* _THE TASK_: Work through the listing below, copying each line that carries the word "davidmeirlevy".
━━━━━━━━━━
PR #6249, opened 2026-07-24
Point the legacy Pages alert at Pages → Home instead of the Share tab

gumclaw:
## What

The deprecation alert on **Settings → Profile → Pages** told sellers to "build a custom page from the Share tab". This PR rewords it to name the real destination — the **Home** page under **Pages** — and links the text straight to that editor. The same wrong pointer in the "Your Gumroad profile page" help center article is fixed too, along with a stale reference there to a reset button in profile settings (that control now lives on the Home page editor as "Remove custom page").

Before:

> Pages are a legacy way to lay out your profile and are being phased out. To customize your profile, build a custom page from the Share tab — your agent designs and publishes it for you.

After:

> Pages are a legacy way to lay out your profile and are being phased out. To customize your profile, edit your [Home page under Pages](#) — your agent designs and publishes it for you.

## Why

The alert renders on the profile settings page, which itself has a three-tab bar: About / Pages / Share. So "the Share tab" reads as the sibling tab one click away — and that tab's body is just a heading plus social share buttons, with no customization surface at all. Sellers follow the instruction, find nothing, and write in to support.

The phrasing was presumably borrowed from the product editor's Share tab, which does host a landing-page editor. But that is the product page takeover, not the profile, and it is publish-gated — so it was the wrong pointer twice over. A seller with no products has no product Share tab at all.

The actual profile-customization entry point is `pages/Pages/Edit.tsx` for the profile page, which renders the "Build with your agent" panel with a copy-ready prompt. It is reached via the sidebar **Pages** nav link → the pinned **Home** row. The new copy links directly there, so the seller lands on the agent panel instead of hunting for a tab.

Because the alert only shows for sellers who have not yet published a custom page (`showPagesTab = !has_custom_landing_page`), the broken pointer was landing on exactly the audience the alert is trying to convert.

Fixes antiwork/gumroad-private#1299

## Before / After

See the Before/After copy quoted above. Rendered screenshots from the preview app are being attached — the `preview` label is applied on this PR.

## QA steps

1. Open the preview app and sign in as a seller with **no** custom profile page published (so the legacy Pages tab shows).
2. Go to **Settings → Profile** and click the **Pages** tab.
3. The warning alert at the top should read "…To customize your profile, edit your **Home page under Pages** — your agent designs and publishes it for you."
4. Click "Home page under Pages". It should navigate to the Home page editor (`/pages/profile/edit`), showing the "Build with your agent" panel with the Copy prompt button — not the Share tab.
5. Visit `help.gumroad.com` → "Your Gumroad profile page" and confirm the "Build your profile page with your agent" section now says to click Pages in the navigation and open your Home page, and that the reset instructions point at Pages → Home → Remove custom page.

## Test results

- `app/javascript/pages/Settings/Profile/Show.tsx` — prettier clean; eslint reports only the pre-existing `Routes` typing errors present on unmodified `main` in this worktree (stale generated `routes.d.ts`), no new findings.
- Help center article renders and contains the new copy with no remaining "Share tab" reference:

```
$ bundle exec rails runner -e test 'html = ApplicationController.renderer.render(partial: "help_center/articles/contents/124-your-gumroad-profile-page"); ...'
RENDER OK 5819 chars
NEW COPY PRESENT
no Share tab reference
```

- ERB tag-balance check on the edited article: all tags balanced (div/p/ul/li/h3/code/a/i/strong).

---

## AI disclosure

Written by Claude Opus 5 running as the Gumroad agent. It was asked to fix the issue described in antiwork/gumroad-private#1299: the profile Pages deprecation alert pointed sellers at the Share tab, which has no customization options. The agent located the copy, verified the real customization path in the codebase, swept for the same wrong phrasing on adjacent surfaces (finding it in the help center article), made the edits, and ran the lint and render checks above.


gumclaw:

Ran a local adversarial review against `origin/main...HEAD` with a hunt list covering route reachability, role gating, Inertia `<Link>` vs `<a>` interaction with the unsaved-changes guard, alert markup, and help-center factual accuracy.

|---|---|---|
| **P2** — read-only roles get a new dead end. `Settings::ProfilePolicy#show?` admits accountant and support, but the Home page editor only renders the "Build with your agent" panel to roles passing `PagePolicy#create?`. Those roles would click the link and land on a page with no customization action. | Real | Fixed in ``a373bd163`` — the alert now only links for `policies.page.create`; other roles get copy telling them an admin or marketing teammate has to make the change. |
| `Routes.edit_page_path("profile")` reachability | Verified fine | Real `/pages/:slug/edit` route; `PagesController#set_page` special-cases `profile`. |
| Inertia `<Link>` vs plain `<a>` | Verified fine | The existing unsaved-changes guard is the desired behavior — a seller with pending profile edits should be warned before navigating away. `<Link>` keeps this an Inertia visit like every other in-app nav. |
| Link inside `Alert role="status"` | No issue | `Alert` renders children into a plain `div`; interactive content inside a status region is fine here and the link is keyboard reachable. |
| Help center article accuracy / tag balance / anchors | Verified fine | New copy matches the code (agent panel on the Home editor, "Remove custom page" button, `gumroad pages` CLI commands). Tag-balance check passes; no anchors changed. |
| Other surfaces still saying "Share tab" | Verified fine | Remaining references are all about the **product** editor's Share tab, which genuinely does host a landing-page editor. No other profile-scoped occurrence. |

No P1s. The single P2 is fixed and pushed.

PR #668, opened 2024-11-25
Add backwards compatibility for legacy ConfigSchemas

RichardAkman:
Adds backward compatibility for the legacy ConfigSchema.

### DIFF
--- a/packages/sdk/src/ConfigSchema.ts
+++ b/packages/sdk/src/ConfigSchema.ts
@@ -3,6 +3,7 @@ import { CfguSchema } from './Cfgu';
 import { ConfigKey } from './ConfigKey';
 import { JSONSchema, JSONSchemaObject, FromSchema } from './expressions/JSONSchema';
 import { ConfigValue } from './ConfigValue';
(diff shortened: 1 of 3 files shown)


packages/sdk/src/ConfigSchema.ts
```diff
@@ -44,4 +90,63 @@ export class ConfigSchema {
...
+            }
+          });
+        }
+        if (labels) {
+          migratedCfgu.label = labels;
+        }
+        if (depends) {
+          depends.forEach((dependencyKey: string) => {
+            migratedCfgu.test.push(
+              `expect($.configs.${dependencyKey}.storedValue, 'Dependency ${dependencyKey} is missing for ${key}').to.exist`,
```
RichardAkman, line 119: Adjust to be only if current key exists

RichardAkman: Not relevant, EvalCommand does this on its own:

```
          if (origin !== EvaluatedConfigOrigin.Empty) {
            ConfigValue.validate({
              store,
              set,
              schema,
              current: key,
              configs: result,
            });
```

PR #695, opened 2025-01-06
Remove `config` naming restriction

### LINKED ISSUE #694: Remove `Config` naming restriction for backward compatibility
### Current Behavior

`Config` isn't an allowed keyword which causes backward compatibility issues

### Expected Behavior

`Config` Should be allowed

### To Reproduce

_No response_

### Context

_No response_

RichardAkman:
Closes #694


rannn505 (approved):
That's sad 😞

Issue #526, opened 2024-10-09
Enable SSE at `@configu/proxy`


rannn505:
### Suggestion

Enable Server-Sent Events (SSE) in `@configu/proxy`. The proxy should trigger SSE based on a cron job interval string passed as a query parameter to the `POST /export`, which runs the export again and sends back an SSE each time the interval hits.

### Motivation

This feature provides real-time updates via SSE for clients, improving responsiveness and enabling automated configuration exports at defined intervals or upon receiving hooks.

### Context

The SSE should respond either based on a cron job syntax provided by the user or when a hook is received at the proxy, ensuring configurations are exported and evaluated dynamically.

- https://en.wikipedia.org/wiki/Server-sent_events#:~:text=Server%2DSent%20Events%20(SSE),client%20connection%20has%20been%20established.
- https://developer.mozilla.org/en-US/docs/Web/API/Server-sent_events/Using_server-sent_events
- Use fastify <-> SSE module - https://fastify.dev/ecosystem/
<img width="1507" alt="image" src="https://github.com/user-attachments/assets/125f5664-66dd-4316-8418-a43109281a62">

rannn505:
@qballer did you had a chance to progress with this feature?

qballer:
Nope give it to someone else

BeGoCode:
1. @rannn505 Can you assign this to me?
2. Is this only a BE ticket? Or do we have a FE client we want to update accordingly as well?
3. Regarding tests, do we have any unit tests or any integration tests we usually do?

rannn505:
**@BeGoCode**  
1. Done! ✅  
2. The **@configu/proxy** is a standalone server that currently has one HTTP endpoint, but we’re planning to expand its capabilities to include SSE (this issue), WebSockets, GraphQL, and more. Its primary goal is to be deployed within the user’s environment and serve as the entry point for fetching configuration data at runtime. Therefore, a UI (or any frontend) is redundant in this context. That said, we’re exploring the idea of integrating a lightweight UI for all our interfaces (primarily for the CLI) to visualize the `.configu` local file and potentially enable configuration upserts through a UI.  
3. We had an extensive test suite, but following the major rewrite for v1, many tests were removed. We’re planning an internal "testing party" soon to restore and enhance the test coverage to 100%.
[...]

PR #697, opened 2025-01-14
Enable SSE at @configu/proxy

BeGoCode:
1. Introduced support for Server-Sent Events (SSE) in the proxy, enabling the use of a cron parameter to determine whether results are sent via a standard POST method or streamed continuously through SSE. Additionally, a cron job is activated to periodically fetch data when streaming is enabled.
2. Refactored the Fastify server initialization by moving it from the index file into a standalone module, allowing for the creation of independent server instances to facilitate testing.
3. Implemented test coverage for proxy endpoints.

Issue link: https://github.com/configu/configu/issues/526


packages/proxy/src/__tests__/proxy.test.ts
```diff
@@ -0,0 +1,167 @@
...
+          });
+        });
+      });
+
+      req.on('error', (err: string) => {
+        throw new Error(err);
+      });
+      req.write(body);
+      req.end();
+    });
```
davidmeirlevy, line 157: there's a better native way in node.js to create SSE request. here's an example:
```
const response = await fetch("/sse", { method: "POST" });
const reader = response.body.getReader();
const decoder = new TextDecoder("utf-8");
while (true) {
  const { value, done } = await reader.read();
  if (done) break;
  console.log("Received", decoder.decode(value));
}
```

packages/proxy/src/index.ts
```diff
@@ -95,13 +14,19 @@ export async function listen() {
...
-(async () => {
-  await listen();
-})();
+// Only run listen() if this file is the entry point
+const modulePath = fileURLToPath(import.meta.url);
+if (modulePath === process.argv[1]) {
+  (async () => {
+    await listen();
+  })();
+}
```
davidmeirlevy, line 32: this is not a good practice.
if you need the listen function outside for testing, then move the listen function outside of this file, and here you should execute it.

packages/proxy/src/routes.ts
```diff
@@ -50,8 +37,74 @@ const ok = {
...
+      const pipe = await previousResult;
+
+      const storeInstance = await ConfiguInterface.getStoreInstance(store);
+      if (!storeInstance) {
+        throw new Error(`store "${store}" not found`);
+      }
+
+      const setInstance = new ConfigSet(set);
+      // todo: fix this any
+      const schemaInstance = new ConfigSchema(keys as any);
```
davidmeirlevy, line 57: I keep asking myself if this code should be out of this function because the store instance and the set are the same for the entire event, so creating new instances for every value check may be inefficient.
My answer depends on the cronjob time frame.
for example: if the time is less than a minute, you might want to keep the reference, but if not - it's better to re-create them.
━━━━━━━━━━
* _RESPONSE BOX_:
davidmeirlevy, line 157: there's a better native way in node.js to create SSE request. here's an example:
davidmeirlevy, line 32: this is not a good practice.
davidmeirlevy, line 57: I keep asking myself if this code should be out of this function because the store instance and the set are the same for the entire event, so creating new instances for every value check may be inefficient.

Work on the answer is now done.